With all the fuss about flu and flu vaccine shortages, it seems sort of ironic that the thing that's been making our lives hell since the election is not Bush, but a disease for which I was once "fully vaccinated" and which people seem to know next to nothing practical about. So listen up, this may be critical for you or someone in your life....
What does it have to do with politics? Well, let's just say that sometimes when politics takes over the whole "spin" department in the medical world, sometimes the things that get fussed about are not the things that SHOULD get fussed about. Read on, boys and girls, you NEED this info. Pass it along.
It started in early October. My daughter got a "little cold" and I thought nothing of it. It only really seemed to last a few days, but she got a nagging cough that just wouldn't go away. Someone mentioned whooping cough at that time, but as a) she wasn't whooping, b)she'd actually had her DPT shots, and c) she just didn't seem all that sick, we didn't pay much attention. That was mistake #1.

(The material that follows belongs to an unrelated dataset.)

PR #53, opened 2018-07-05
Reflect mode parameter from NNlib

ayush1999:
Added `mode` parameter in the external functions (src/conv.jl), (option to choose cross-correlation or convolution), which were using `mode = 0` by default.
I will create a corresponding PR in Flux too, to adapt to the changes made in this PR.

The night of the election I felt "funny" but attributed it to being packed in with too many people at election headquarters and being tired and upset. By the weekend, at the con we went to, I was feeling "mostly" better--as I'm pregnant and generally feel tired and sort of crappy all the time, it just wasn't on my radar. My kid was still coughing, but would go HOURS between coughing fits, and was "fine" between.
Lots of people said, "Oh, sometimes coughs are just like that--you feel fine but they go on for months."
When I came home, it was to discover the whole family was sick. All had diahrrea. Those who ate, promptly vomitted. I didn't vomit much, which was strange, since I'd had morning sickness so much that I was used to it. I didn't connect this to my daughter's cough until weeks later. Everyone was "lots better" within 24-48 hours. I was the least sick of anyone, which seemed strange. But then my "little cold" from the previous week came back, with a vengence. My lungs got very reactive, almost an asthmatic cough, but my asthma meds didn't really help.
As I got sicker and sicker, I finally called a doc. Because I'm pg, the buck got passed a lot until I finally in desperation went in to urgent care. There, I was told that the doctor was "99% sure my problem was just asthma", he gave me a breathing treatment and prednisone, and I persuaded him that I must be sick because I don't get reactive lungs unless I am sick. So he offered amoxicillan. My best guess at that point was atypical pneumonia, which responds better to Erythromycin family drugs, and they prescribed Zithromax for me. This, as it turns out, was the only thing they did right.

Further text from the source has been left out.